The separation of church and state is another principle to which the American Jewish community is committed, but this principle has been taken to the extreme; properly considered, it does not proscribe vouchers. The U.S. Supreme Court as well as the highest courts in Wisconsin and Ohio have already either implied or explicitly said as much. To give a government-funded voucher to a parent to “spend” at the public, private or parochial school of their choice is no more a governmental establishment of religion than allowing a Medicare beneficiary to seek their treatment (which the government will pay for) at the public, private or parochial hospital of their choice. To assert otherwise is at least inconsistent. Moreover, it borders on religious discrimination — which the American Jewish committed is opposed to as well, on the basis of principle. What reason other than the acceptance of a subtle form of discrimination should we permit those who wish to rear their children in accordance with their religious faith be asked to both support the public schools through their taxes and not receive even modest support in return.

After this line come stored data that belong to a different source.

PR #132, opened 2021-06-18
Price per share fix with a couple other small changes

juanmardefago:
Splitted the part that didn't need changes of #131 so we can merge it sooner.
Also kept `pastVersions` to avoid any breaking changes

### DIFF
--- a/src/mappings/helpers.ts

Finally, our community is committed to the principle of ensuring a Jewish future. We are all familiar with the data documenting our assimilation crisis as well as the data that Jewish education, and day school education in particular, is the surest way of stemming the crisis and rearing the next generation of committed Jews. This critical enterprise can only happen with a massive infusion of funds that will open the opportunities of day schools, supplementary schools, youth programs, summer camps and Israel experience trips to all young American Jews. And while there has been much said about increasing our communal fiscal commitment to this effort, there are serious questions as to whether we have the funds (estimates are near $1 billion) to achieve these goals without assistance from public funds.
Writing recently in Commentary magazine, JTS Provost Jack Wertheimer expressed grave concern over the fact that much of American Jewry’s organized representatives possess a “palpable aversion” to all forms of proposed government assistance to parochial schools. With the documentation of Jews’ views coming into confluence with a proper understanding of long-cherished principles, the time has come for those who would claim to represent the views and values of the broader American Jewish community to revisit their opposition to vouchers and other forms of “parochiaid,” and bringing their views in line with the people.